Generates a value indicating the correlation between the words in a list of phrases.
For example, given the following phrases and their frequencies:
448 of the
241 in the
152 Sir Henry
And the following word frequencies:
3408 the
1655 of
929 in
350 sir
156 henry
Correlations will generate the following values:
1.38 of the
1.34 in the
4.94 Sir Henry
These results indicate that the words "Sir" and "Henry" are more correlated than the words "in" and "the", and the words "of" and "the".
Correlation values are calculated using point-wise mutual information.
Assuming that git and ruby are installed, correlations can be installed by cloning this git repository:
git clone git://github.com/louismrose/correlations.git
If you're behind a firewall, you may need to use HTTP:
git clone http://github.com/louismrose/correlations.git
Following installation, the script is invoked using:
./correlations/correlations.sh phrases.txt words.txt
This assumes two text files called phrases.txt and words.txt in the correlations directory, and prints the correlations to STDOUT. Each line of phrases.txt and words.txt must contain a frequency (number) followed by a phrase / word (string).

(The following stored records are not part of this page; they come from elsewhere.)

PR #156, opened 2016-09-28
Add support for customizing a mark label in the :hover state

dstarcev:
When the mouse pointer is over a dot on the slider, add `rc-slider-mark-text-hover` class to the corresponding label.
This can't be done with CSS as the dot and text tags are not related in the DOM.
This may be useful when you want marks to react somehow to mouse movements, e.g. show/hide labels

### DIFF
--- a/src/Marks.jsx
+++ b/src/Marks.jsx
@@ -1,7 +1,8 @@
 import React from 'react';
 import classNames from 'classnames';
 
-const Marks = ({ className, vertical, marks, included, upperBound, lowerBound, max, min }) => {
+const Marks = ({ className, vertical, marks, included, upperBound,
+                 lowerBound, max, min, marksHover }) => {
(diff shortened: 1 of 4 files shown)


benjycui:
Maybe the better way is to refactor and put point and mark in the same parent node？

dstarcev:
I agree with you, it would be better from the design point of view. I had the same thoughts when I was making this pull request. However, it would be a major change, probably breaking change for those who had customized the slider's CSS.
I suggest that we include this patch into one of the next minor releases and I create another pull request with the needed refactoring for a major release that will come later. What do you think guys?

benjycui:
Just refactor and we can publish a major version.

dstarcev:
Ok, will do it.

benjycui:
Close now, and waiting for a new PR

PR #157, opened 2016-10-04
add sass version style file

ghostuz:
I have manual convert less to sass(scss) versoin.
BTW. this scss version depend on Compass
我人工将 less翻译成了 sass(scss)版本, 引用了 Compass组件


benjycui:
Just keep it simple.

We have to plan to switch from less to sass recently, for all the components in react-component and ant-design.

PR #167, opened 2016-11-04
Make the second argument to tipFormatter the index of the handle

rzane:
This is useful when working with an array of objects:

```jsx
const items = [{ name: 'A', value: 25 }, { name: 'B', value: 60 }];
const tipFormatter = (value, index) => items[index].name;

<Slider
  value={items.map(item => item.value)}
  tipFormatter={tipFormatter}
/>
```

By the way, I really wish that this package could be installed as a git source. I totally understand the desire to keep build files out of the repo, but not committing `lib` is very inconvenient. For me to use the fork I've created, I basically have to vendor the entire project.

### DIFF
--- a/README.md
+++ b/README.md
@@ -168,7 +168,7 @@ ReactDOM.render(<Rcslider />, container);
           <td>tipFormatter</td>
           <td>function or `null`</td>
           <td></td>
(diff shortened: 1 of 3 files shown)


benjycui:
lint failed.

And.. could you update the documentation for `tipFormatter` at the same time?

rzane:
All done. Sorry for taking so long!

PR #169, opened 2016-11-14
fix slider start position

yshnb:
When magnifying screen, I cannot touch and move handles on the slider correctly.

and found it:
```es6
   getSliderStart() {
     const slider = this.refs.slider;
     const rect = slider.getBoundingClientRect();
 
     return this.props.vertical ? rect.top : rect.left;
```

and

```es6
   calcValueByPos(position) {
     const pixelOffset = position - this.getSliderStart();
```

https://developer.mozilla.org/en/docs/Web/API/Element/getBoundingClientRect
> This means that the rectangle's boundary edges (top, left, bottom, and right) change their values every time the scrolling position changes (because their values are relative to the viewport and not absolute). If you need the bounding rectangle relative to the top-left corner of the document, just add the current scrolling position to the top and left properties (these can be obtained using window.scrollX and window.scrollY) to get a bounding rectangle which is independent from the current scrolling position.

position is absolute value, so it is probably required to compensate for original values.

### DIFF
--- a/src/Slider.jsx
+++ b/src/Slider.jsx
@@ -249,7 +249,7 @@ class Slider extends React.Component {
     const slider = this.refs.slider;
     const rect = slider.getBoundingClientRect();
 
-    return this.props.vertical ? rect.top : rect.left;
+    return this.props.vertical ? (window.scrollY + rect.top) : (window.scrollX + rect.left);
   }
 
   getPrecision(step) {


benjycui:
Yep, it seems that you are right.

But, it curious that I can re-produce it with this demo http://react-component.github.io/slider/examples/slider.html

I had zoom the page, but it works fine. Could you provide a procedure to re-produce it?

yshnb:
I'm sorry that my explanation was not sufficient.

I found it on smartphone with zooming, and additionally, I had checked it when range option is enable. I guess, it was produced because two handles are displayed.

please see the below example on smartphone, and try zooming it.
http://react-component.github.io/slider/examples/range.html

yshnb:
e.g. https://gyazo.com/f8d6495c255f7f836df4a9a0354bc6e5

yshnb:
Sorry, my using package is a little older version, and latest version is not so much problematic.

PR #172, opened 2016-11-16
extended with min and max values

aybb:


benjycui:
CI failed.

And please address what are you going to fix.

aybb:
I was looking a way to extend slider with min and max values user can chose. While range don't changes, i need to control those values. Anyway i reached this by controlling values from my code. Thanks.

benjycui:
So, close now.

PR #180, opened 2016-11-30
Allow to align the tooltip with the slider. Also allow to set the html container for the tooltip.

mlipouski:
This allows to align the tooltip with the slider. It takes advantage of the `align` prop of the [rc-tooltip](https://github.com/react-component/tooltip) dependency.

Also I found the case where it would be useful to set the html container for the tooltip. I came across the problem when tooltip doesn't display correctly relating to the slider element. It occurred when the container of the slider is scrollable and doesn't match the tooltip container. When scrolling, slider element moves whereas tooltip stays in the same place. The issue arises because the `rc-tooltip` appends tooltip to the `body` by default. The ability to allow to set the container for the tooltip will solve the issue.

### DIFF
--- a/README.md
+++ b/README.md
@@ -177,6 +177,12 @@ ReactDOM.render(<Rcslider />, container);
           <td>Align the tooltip with the slider.</td>
         </tr>
         <tr>
+          <td>tipContainer</td>
+          <td>function</td>
+          <td></td>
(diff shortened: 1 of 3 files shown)


benjycui:
Just use customize handle now.

rc-slider need to be refactor and provide `Slider[showTooltip]`, trace: https://github.com/react-component/slider/issues/198

PR #181, opened 2016-11-30
added tipAlwaysVisible prop

mlipouski:
This allows the tooltip to be always visible.


aderushev:
+1

benjycui:
Just use customize handle now.

rc-slider need to be refactor and provide Slider[showTooltip], trace: #198

Issue #189, opened 2016-12-14
Bump rc-utils version


FallingSnow:
Can you please bump the rc-utils version to 4.0.2, I think it will fix an error I'm getting.

benjycui:
A RP is welcomed, thanks.

FallingSnow:
Can I just edit the file and make a request or do I need to build the files too.

benjycui:
You should test locally before you create a PR

FallingSnow:
#191

PR #191, opened 2016-12-17
Update rc-utils to 4.0.0

FallingSnow:
Close: #189


STRML:
Please merge this; `rc-trigger` calls `this.renderComponent` which is provided by rc-util's `getContainerRenderMixin`, but `getComponent` as called in that function does not resolve because it is defined directly on `<Trigger />`, and not passed to the mixin.

As a result, a fresh install of `rc-slider` does not work.

PR #197, opened 2016-12-27
General fixes and improvements

simeg:


just-boris:
Hello! Even though we are appreciating your work, could you give us a few words about the motivation behind this change?

As I can see, it is mostly about code style, not any specific functionality.

simeg:
Hi,

Sure, I should've done that from the start. Some of the commits are self-explanatory, like improving performance and fixing linting. The others are simply for consistency - I see ES6 is being used _most_ places right now but not all, so I changed some code so it also uses ES6 syntax. 

Commit c336853 is about consistency and personal preference for readability. I see you're using _that_ syntax in some other places and to me it's more readable, so I thought I'd change it. If you do not agree with some changes feel free to change, but in that case please let me know why. Thanks.

PR #207, opened 2017-01-26
Fix slider value calculation

lavrton:
How to reproduce:
1. Start dragging of slider
2. Move mouse to the left of the slider (or above the slider in a case of the vertical slider).
3. You will see that the slider value will be bigger than min value (and it starts moving in the right direction).

I guess it is unexpected behaviour.

### DIFF
--- a/src/createSlider.jsx
+++ b/src/createSlider.jsx
@@ -154,7 +154,7 @@ export default function createSlider(Component) {
 
     calcValue(offset) {
       const { vertical, min, max } = this.props;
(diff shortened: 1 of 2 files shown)


benjycui:
THX, it will be better if you can add a unit test in https://github.com/react-component/slider/blob/master/tests/common.test.js

lavrton:
@benjycui I added a test. It fails without the patch and it pass when the patch is applied.

benjycui:
+ rc-slider@6.0.1

PR #210, opened 2017-01-30
fix: ensure ref is present before using

STRML:
It's possible for the ref to be undefined, especially when using async batching strategies.

For example:

```
TypeError: Cannot read property 'getBoundingClientRect' of null
  at getSliderStart(node_modules/rc-slider/lib/createSlider.js:170:0)
  at calcValueByPos(node_modules/rc-slider/lib/createSlider.js:196:0)
  at onMove(node_modules/rc-slider/lib/Slider.js:111:0)
  at callback(node_modules/rc-slider/lib/createSlider.js:120:0)
  at batchedUpdates(ui/utils/ReactRAFBatchingStrategy.js:29:13)
  at unstable_batchedUpdates(node_modules/react-dom/lib/ReactUpdates.js:97:0)
  at call(node_modules/rc-util/lib/Dom/addEventListener.js:21:0)
  at apply(node_modules/add-dom-event-listener/lib/index.js:17:0)
  at apply(node_modules/raven-js/src/raven.js:278:0)
```

### DIFF
--- a/src/createSlider.jsx
+++ b/src/createSlider.jsx
@@ -66,6 +66,11 @@ export default function createSlider(Component) {
       }
     }
 
+    componentWillUnmount() {
+      if (super.componentWillUnmount) super.componentWillUnmount();
+      this.removeDocumentEvents();
+    }
+
     onMouseDown = (e) => {
       if (e.button !== 0) { return; }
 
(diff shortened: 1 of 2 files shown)


benjycui:
Could you add a unit test for this in https://github.com/react-component/slider/blob/master/tests/common.test.js ? THX.

STRML:
Updated - also noticed that these event handlers could remain in the DOM if the component is unmounted before mouseup/touchend. Added a `componentWillUnmount` and corresponding test.

benjycui:
6.0.2

PR #214, opened 2017-02-03
Improves scale-handling, handle-marks and adds eslintrc

TN1ck:
Hey!

This is a really cool project, I needed some new features though, which I think would benefit more people:

## Scale handling
The current code is pretty hard on the assumption that the scale is always linear (to be seen at `calcOffset` and `calcValue`). I added support for custom scale-functions and my PR adds a `pow`-scale as an example. Currently I use `d3-scale` for this, but if wanted, I could manually implement some scales to have good set of defaults.
I also changed the name of the function `calcOffset` to `calcOffsetPercentage`, because it confused me with the parameter that is given to `calcValue`. I think this makes it more clear.

## Handle-marks
I added the ability to add marks to all handles. This is done via a function which takes the arguments of the value of the handle and its index.

## .eslintrc
I added a .eslintrc-config which should catch the spirit of the currently used style-guide. This makes it easier for future people to contribute and helps to define what style is used here.

So what do you guys think? Do you think these features benefit the project? Should I split them into multiple PRs? What needs to be changed that you'll include them (removal of the new package?).

### DIFF
--- a/.eslintrc
+++ b/.eslintrc
@@ -1,0 +1,198 @@
+{
+    "parser": "babel-eslint",
+    // there is a issue with used-vars inside classes https://github.com/babel/babel-eslint/issues/21
+    "plugins": [
+        "react"
+    ],
+    "env": {
+        "browser": true,
+        "node": true
+    },
+    "globals": {
+        "Promise": false,
+        "Tracking": false
+    },
+    "ecmaFeatures": {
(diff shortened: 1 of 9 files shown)


benjycui:
Sorry, I want to keep `rc-slider` simple and flexible. And `Slider[scale]` is easy to implement with HOC.

PR #289, opened 2016-08-23
pass variables from build config to runtime if available and pass the…

szuecs:
…m to planb-tokeninfo

run planb-tokeninfo as nobody


tuxlife:
:+1:

PR #293, opened 2016-08-29
Changed the hourly log rotation call 

### LINKED ISSUE #292: Add "nice" and "ionice" to logrotate
Right now logrotate on bigger log volumes can kill performance during compression and rotation phase.

Taupage should use something like this (from google):

```
nice -n 19 ionice -c3 /usr/sbin/logrotate /etc/logrotate.conf
```

lmineiro:
This should be nicer on cpu and i/o scheduling.

Closes #292


szuecs:
:+1:

Issue #296, opened 2016-08-30
Push audit-logs with a randomized offset


ChristianLohmann:
Actually every Taupage instance pushes its rotated audit logs every 17 minutes after a full hour. This results in a massive increase of requests/s on log-sink. 
To avoid those hourly peaks it would be better to push the audit-logs after a randomized offset.
The easiest way would be to implement it in the push-audit-logs.py file

PR #297, opened 2016-08-30
push-audit-logs.py should spread the requests to audit API #296

szuecs:
Used a random integer between 60 and 3500 seconds to send data, after the first of the script run, such that on shutdown it will processed without sleep.


harti2006:
:+1:

szuecs:
@harti2006 I need again an approval

harti2006:
:+1:

PR #298, opened 2016-08-30
Change the source of TOKENINFO_URL

szuecs:
Use LOCAL_TOKENINFO_URL from our deployment config


szuecs:
@hjacobs this would address your suggestion to set it per default

hjacobs:
I don't understand this change --- I meant changing the `TOKENINFO_URL` to http://localhost:9021 for the application Docker container, here you change it for the planb-tokeninfo binary.

PR #301, opened 2016-09-05
Set TOKENINFO_URL to localhost:9021 if Plan B Token Info runs locally

hjacobs:
Set `TOKENINFO_URL` to "http://localhost:9021/oauth2/tokeninfo" if "local_planb_tokeninfo" is set.


hjacobs:
:+1:

lmineiro:
👍

PR #312, opened 2016-09-29
bugfix: script was using wrong variable to decrypt ACCESSKEY. fix #311

### LINKED ISSUE #311: Appdynamic startup with encrypted password fails
We set the appdynamics_account_access_key with aws:kms:MyEncryptedKey in the senza file and the startup of the application fails.

We found the issue in:
/runtime/opt/taupage/init.d/85-setup-appdynamics.sh Line 14-18

```
if [[ $ACCESSKEY == "aws:kms:"* ]]; then
	ACCOUNTKEY=${ACCESSKEY##aws:kms:}
	ACCOUNTKEY=`python3 /opt/taupage/bin/decrypt-kms.py $ACCESSKEY`
	#overwrite ACCESSKEY with decrypted value
	ACCESSKEY=$ACCOUNTKEY
fi
```
ACCOUNTKEY contains the value without aws:kms: but
decrypt-kms.py is called with ACCESSKEY which still contains aws:kms:
decrypt-kms.py expects the key without aws:kms:

apfeiffer85:


tuxlife:
:+1:

PR #316, opened 2016-10-13
mount node-js AppDynamics directory with snippet file to the Docker C…

### LINKED ISSUE #315: Mount AppDynamics node.js Agent-Snippet Directory to Docker
There is a small snippet file with important values for AppDynamics node.js instrumentation / implementation. 
Currently this is only available on the Hostsytem. We need to mount that also to the Docker container.

apfeiffer85:
…ontainer - fix #315


tuxlife:
:+1:

PR #317, opened 2016-10-19
truncate the nodename if it has more than 100 chars - fix #314

### LINKED ISSUE #314: AppDynamics does not support nodenames with more as 100 chars.
AppDynamics does not allow nodenames with more as 100 Chars. Therefore we have to build a truncate solution. 

Every nodename which is longer as 100 chars will be truncated.

apfeiffer85:


runtime/opt/taupage/init.d/85-setup-appdynamics.sh
```diff
@@ -50,7 +50,9 @@ if [ -n "$ACCOUNT_NAME" ]; then
 fi
 
 # node name has to be unique across the whole ecosystem
-node="${config_notify_cfn_stack}_$(hostname)_$(ec2metadata --availability-zone)_$(ec2metadata --instance-id)"
+generated_nodename="${config_notify_cfn_stack}_$(hostname)_$(ec2metadata --availability-zone)_$(ec2metadata --instance-id)"
+#truncate the nodename if it has more than 100 chars
+node=$(echo $generated_nodename | cut -c 1-99)
```
tuxlife: @apfeiffer85 Please use Substring Expansion instead of a subshell with echo and cut
```
$ foo=abcdefghijklmnopqrstuvwxyz
$ echo ${foo:0:5}
abcde
```

apfeiffer85: good idea, will do that.

tuxlife:
:+1:

PR #327, opened 2016-12-01
#318 blow up on human error (wrong type in YAML)

### LINKED ISSUE #318: Volume mount erase_on_boot flag interprets non-empty strings as true by default
When deploying a stack backed by ebs volume using senza, the senza.yaml config interprets a non-empty string in `erase_on_boot` flag as true. For instance the following config 

```
mounts:
   /data:
      partition: /dev/xvdk
      filesystem: ext4
      erase_on_boot: "false"
      options: noatime,nodiratime,nobarrier
```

See above for exemplar phrases and words.
Passing a threshold argument causes the script to ignore phrases that contain a word with a frequency less than the threshold:
./correlations/correlations.sh -threshold 5 phrases.txt words.txt
The above command will ignore all phrases containing words that occur less than 5 times (according to words.txt)
Copyright © 2010 Louis Rose, released under the MIT license